(RECORDED INFORMATION Opens)

PR #1201, opened 2022-12-21
refactor!: modify `AccountAPI.sign_transaction` to return `TransactionAPI`

fubuloubu:
BREAKING CHANGE: This is done to ensure account plugins have the ability to modify the transaction they are signing, i.e. for Gnosis Safe plugin.

### What I did

fixes: APE-388

### How I did it

When working on `ape-safe`, it became apparent that there needs to be a way for an account plugin that wraps some more complex processes with other accounts to be able to mutate the transaction to a different type.

This is also handy if the account plugin wants to make adjustments to things like gas, etc. of the transaction it is giving over to the signing process.

### How to verify it

All tests pass, check with other account plugins (Trezor, Ledger)

### Checklist

- [x] All 2nd party plugins updated

### DIFF
--- a/src/ape/api/accounts.py
+++ b/src/ape/api/accounts.py
@@ -9,8 +9,7 @@ from ape.api.address import BaseAddress
 from ape.api.transactions import ReceiptAPI, TransactionAPI
 from ape.exceptions import AccountsError, AliasAlreadyInUseError, SignatureError, TransactionError
 from ape.logging import logger
-from ape.types import AddressType, MessageSignature, SignableMessage, TransactionSignature
-from ape.types.signatures import _Signature
+from ape.types import AddressType, MessageSignature, SignableMessage
 from ape.utils import BaseInterfaceModel, abstractmethod
 
 if TYPE_CHECKING:
@@ -64,7 +63,7 @@ class AccountAPI(BaseInterfaceModel, BaseAddress):
         """
 
     @abstractmethod
-    def sign_transaction(self, txn: TransactionAPI) -> Optional[TransactionSignature]:
+    def sign_transaction(self, txn: TransactionAPI) -> Optional[TransactionAPI]:
         """
         Sign a transaction.
 
@@ -72,7 +71,11 @@ class AccountAPI(BaseInterfaceModel, BaseAddress):
           txn (:class:`~ape.api.transactions.TransactionAPI`): The transaction to sign.
 
         Returns:
-          :class:`~ape.types.signatures.TransactionSignature` (optional): The signed transaction.
+          :class:`~ape.api.transactions.TransactionAPI` (optional): A signed transaction.
+            The `TransactionAPI` returned by this method may not correspond to `txn` given as input,
+            however returning a properly-formatted transaction here is meant to be executed.
+            Returns `None` if the account does not have a transaction it wishes to execute.
+
         """
 
     def call(self, txn: TransactionAPI, send_everything: bool = False) -> ReceiptAPI:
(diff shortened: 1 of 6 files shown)


fubuloubu:
Note: considering adding `**signer_options` to `sign_transaction`

src/ape/api/accounts.py
```diff
@@ -64,18 +63,28 @@ def sign_message(self, msg: SignableMessage) -> Optional[MessageSignature]:
...
+            Returns `None` if the account does not have a transaction it wishes to execute.
+
         """
 
-    def call(self, txn: TransactionAPI, send_everything: bool = False) -> ReceiptAPI:
+    def call(
+        self,
+        txn: TransactionAPI,
+        send_everything: bool = False,
+        **signer_options,
```
unparalleled-js, line 86: Thoughts on using `**kwargs` here? Or maybe `signer_options: SignerOptions`?

Reason: It could be risky assigning a specific meaning here to the `**` case since `call()` does a lot.
Note: It makes sense in `sign_transaction()` but in `call()` is where I think it gets gray.

src/ape/api/accounts.py
```diff
@@ -156,21 +166,19 @@ def transfer(
...
-            txn.value = self.conversion_manager.convert(value, int)
-            return self.call(txn)
-
-        elif not kwargs.get("send_everything"):
+        if not value and not kwargs.get("send_everything"):
             raise AccountsError("Must provide 'VALUE' or use 'send_everything=True'")
 
-        else:
-            return self.call(txn, send_everything=True)
+        elif value and "send_everything" in kwargs and kwargs["send_everything"]:
```
unparalleled-js, line 175: I am pretty sure this works but I could be missing something dumb:

```suggestion
        elif value and kwargs.get("send_everything"):
```

src/ape/api/accounts.py
```diff
@@ -215,29 +223,31 @@ def deploy(
...
     ) -> bool:
         """
         Verify a message or transaction was signed by this account.
 
         Args:
             data (Union[:class:`~ape.types.signatures.SignableMessage`, :class:`~ape.api.transactions.TransactionAPI`]):  # noqa: E501
               The message or transaction to verify.
-            signature (Optional[``_Signature``]): The :class:`~ape.types.signatures.MessageSignature` or the
-              :class:`~ape.types.signatures.TransactionSignature`.
+            signature (Optional[``_Signature``]): The :class:`~ape.types.signatures.MessageSignature`.
```
unparalleled-js, line 234: Mostly fixing the type here but also making the link happen at in the type-doc instead of the description.

```suggestion
            signature (Optional[:class:`~ape.types.signatures.MessageSignature`]): The signature.
```

src/ape_accounts/accounts.py
```diff
@@ -118,20 +118,22 @@ def sign_message(self, msg: SignableMessage) -> Optional[MessageSignature]:
...
 
-        signed_txn = EthAccount.sign_transaction(
+        signature = EthAccount.sign_transaction(
             txn.dict(exclude_none=True, by_alias=True), self.__key
         )
-        return TransactionSignature(  # type: ignore
-            v=signed_txn.v,
-            r=to_bytes(signed_txn.r),
-            s=to_bytes(signed_txn.s),
+        txn.signature = TransactionSignature(  # type: ignore
```
unparalleled-js, line 129: This should not longer be needed now that we have Pydantic mypy extension working!

```suggestion
        txn.signature = TransactionSignature(
```

unparalleled-js (approved):
Added some small thoughts but this one seems pretty dang close to merge

src/ape/api/accounts.py
fubuloubu: Nice, thanks!

src/ape_accounts/accounts.py
fubuloubu: I tried directly and via `pre-commit`, and seems like this is still a problem (perhaps because this is a `NamedTuple` subclass?)

fubuloubu: Ah, noticed this was resolved in https://github.com/ApeWorX/ape/pull/1212

unparalleled-js (approved):
ship it!

PR #1202, opened 2022-12-22
refactor!: `prepare_transaction()` logic to `Web3Provider`

NotPeopling2day:
### What I did

Current implementation on `ProviderAPI` is too specific to EVM, making method abstract and moving implementation to `Web3Provider`

fixes: #

### Checklist


fubuloubu (dismissed):
Nice. Test that this works with alchemy and hardhat plugins, as well as Starknet and then can merge

unparalleled-js (approved):

PR #1205, opened 2023-01-04
docs: update PyPI Links

fubuloubu:
### What I did

Noticed that you can add additional links to a PyPI page (including funding) so I added some

https://packaging.python.org/en/latest/guides/distributing-packages-using-setuptools/#project-urls

### DIFF
--- a/setup.py
+++ b/setup.py
@@ -86,6 +86,7 @@ setup(
         "Funding": "https://gitcoin.co/grants/5958/ape-maintenance-fund",
         "Source": "https://github.com/ApeWorX/ape",
         "Tracker": "https://github.com/ApeWorX/ape/issues",
+        "Twitter": "https://twitter.com/ApeFramework",
     },
     include_package_data=True,
     install_requires=[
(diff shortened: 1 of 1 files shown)


NotPeopling2day (dismissed):
🔥

setup.py
```diff
@@ -80,7 +80,13 @@
     long_description_content_type="text/markdown",
     author="ApeWorX Ltd.",
     author_email="admin@apeworx.io",
-    url="https://github.com/ApeWorX/ape",
+    url="https://apeworx.io",
+    project_urls={
+        "Documentation": "https://docs.apeworx.io/ape/",
+        "Funding": "https://gitcoin.co/grants/5958/ape-maintenance-fund",
+        "Source": "https://github.com/ApeWorX/ape",
+        "Tracker": "https://github.com/ApeWorX/ape/issues",
```
unparalleled-js, line 88: If you add `Twitter` here, I think it will show up with the little bird! Wondering if there are any more?

unparalleled-js (dismissed):

setup.py
fubuloubu: Twitter is a good one!

fubuloubu:
```suggestion
        "Tracker": "https://github.com/ApeWorX/ape/issues",
        "Twitter": "https://twitter.com/ApeFramework",
```

unparalleled-js (approved):

Issue #360, opened 2021-12-21
Testing: Set-Storage RPC-Method


NotPeopling2day:
### Overview

Support development RPC method for `set-storage`

### Specification

https://www.shawntabrizi.com/substrate/querying-substrate-storage-via-rpc/

### Dependencies

#358

PR #1484, opened 2023-06-14
feat: add ability to set raw storage slots [APE-1088]

fubuloubu:
### What I did

Adds a mock API (to be implemented by testing providers) for setting raw storage slots

fixes: #360

### Checklist

### DIFF
--- a/src/ape/api/providers.py
+++ b/src/ape/api/providers.py
@@ -509,6 +509,19 @@ class ProviderAPI(BaseInterfaceModel):
         """
 
     @raises_not_implemented
+    def set_storage(  # type: ignore[empty-body]
+        self, address: AddressType, slot: int, value: HexBytes
+    ):
+        """
+        Sets the raw value of a storage slot of a contract.
+
+        Args:
+            address (str): The address of the contract.
+            slot (int): Storage slot to write the value to.
+            value: (bytes): The value to overwrite the raw storage slot with.
+        """
+
+    @raises_not_implemented
     def unlock_account(self, address: AddressType) -> bool:  # type: ignore[empty-body]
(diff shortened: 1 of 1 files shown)


src/ape/api/providers.py
```diff
@@ -508,6 +508,19 @@ def set_code(  # type: ignore[empty-body]
             code (:class:`~ape.types.ContractCode`): The new bytecode.
         """
 
+    @raises_not_implemented
+    def set_storage(  # type: ignore[empty-body]
+        self, address: AddressType, slot: int, value: HexBytes
```
antazoey, line 513: I thought I had remembered a virtual machine that didn't use storage slots, maybe it was Cairo?
Just wondering if this method would have a separate meaning then, if we should rename `slot`, stuff like that.

antazoey (approved):
looks good but wondering about systems without using storage slots

src/ape/api/providers.py
fubuloubu: Could just call it `key` I suppose, most VMs come with some sort of persistent key-value store for a stateful blockchain

fubuloubu:
> questions: does eth-tester or geth have implementations of this?

eth-tester doesn't, but you can probably directly set the storage database through the py-evm backend:
https://github.com/ethereum/py-evm/blob/eaa35b2138a65f5822780e514834e5222f7a42cf/eth/vm/logic/storage.py#L66

geth I don't think supports this

antazoey:
> eth-tester doesn't, but you can probably directly set the storage database through the py-evm backend: 

maybe we could convince the Snake Charmers to implement this in `EthTester`

Issue #1441, opened 2023-05-21
value is not a valid integer (type=type_error.integer) [APE-960]


Aviksaikat:
### Environment information

- OS: Linux 
- Python Version: 3.10.9
- `ape` and plugin versions:

```sh
$ ape --version
0.6.9

$ ape plugins list
Installed Plugins:
  solidity    0.6.4
  hardhat     0.6.5
  alchemy     0.6.1
  ganache     0.6.6

```

- Contents of your `ape-config.yaml` (NOTE: do not post anything private like RPC urls or secrets!):

```sh
$ cat ape-config.yaml
name: fallback
plugins:
  - name: solidity
    version: 0.6.3 # version of the plugin
  - name: ganache
  - name: alchemy
ethereum:
  default_network: local
  sepolia_fork:
    default_provider: ganache
    gas_limit: max
    default_transaction_type: 0
ganache:
  server:
    port: auto
  fork:
    ethereum:
      sepolia:
        upstream_provider: alchemy
test:
  mnemonic: test test test test test test test test test test test junk
  number_of_accounts: 10
```

### What went wrong?

- I was trying to invoke a fallback function from this contract
```js
// SPDX-License-Identifier: MIT
pragma solidity ^0.8.0;

contract Delegate {
    
    address public owner;
    
    constructor(address _owner) {
        owner = _owner;
    }
    
    function pwn() public {
        owner = msg.sender;
    }
}

contract Delegation {
    
    address public owner;
    Delegate delegate;
    
    constructor(address _delegateAddress) {
        delegate = Delegate(_delegateAddress);
        owner = msg.sender;
    }
    
    fallback() external {
        (bool result,) = address(delegate).delegatecall(msg.data);
        if (result) {
            this;
        }
    }
}
```

- Tried to create a transaction like this 
```py
data = web3.keccak(text="pwn()")
txn = networks.ecosystem.create_transaction(receiver=delegation, value="1 wei", data=data)
attacker.call(txn)
```

### Error
```py
pydantic.error_wrappers.ValidationError: 2 validation errors for DynamicFeeTransaction
to
  str type expected (type=type_error.str)
value
  value is not a valid integer (type=type_error.integer)
```

- I tried to set type like this but in vain
```py
txn = networks.ecosystem.create_transaction(receiver=delegation, value="1 wei", data=data, type=convert(2, int))
```

### How can it be fixed?

[...]

PR #1487, opened 2023-06-14
fix: convert value for create_transaction [APE-960]

dtdang:
### What I did
Add check for "value" kwarg and convert it if it is not an `int` value in `create_transaction`.

fixes: #1441 

### How to verify it
It can be verified by running this in `ape console`:
`txn = networks.ecosystem.create_transaction(receiver="0x", value="1 wei", data=b"", type=convert(2, int))` 

### Checklist


antazoey (dismissed):
seems good enough! no test needed since is not really an official use-case (but at least now it would work)

real fix was the doc update, thanks.

but lint checks are failing, gotta fix those before we can merge.

antazoey (approved):

Issue #614, opened 2022-03-29
Track if plugins that did not load correctly and don't include them in the `available plugins`


antazoey:
### Environment information

Latest ape
Any OS

### What went wrong?

When a plugin fails to load (e.g. from a breaking change), it shows as an available plugin you can install

### How can it be fixed?

Fill this in if you have ideas on how the bug could be fixed.

fubuloubu:
can probably get the set of installed plugins from looking into the site packages

Ninjagod1251:
This is not an issue an anymore

Ninjagod1251:
I didnt mean to close this. How can I break a plugin to fail it? How can we test the plugin to load properly if we do not install it?

fubuloubu:
> I didnt mean to close this. How can I break a plugin to fail it? How can we test the plugin to load properly if we do not install it?

I think one of the easiest ways is to break an `EcosystemAPI` class, since that loads on startup

unparalleled-js:
There are two ways to try:

1. Change the signature of the one of the API methods. This will cause an error saying the plugin is not fully implemented. I am curious if in this case, does it show up in the plugins list output as an available plugin?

(RECORDED INFORMATION Closes)

● THE TASK: Would you show all lines of the material above that contain the word "probably"?

● SOLVED EXERCISE:
eth-tester doesn't, but you can probably directly set the storage database through the py-evm backend:
> eth-tester doesn't, but you can probably directly set the storage database through the py-evm backend: 
can probably get the set of installed plugins from looking into the site packages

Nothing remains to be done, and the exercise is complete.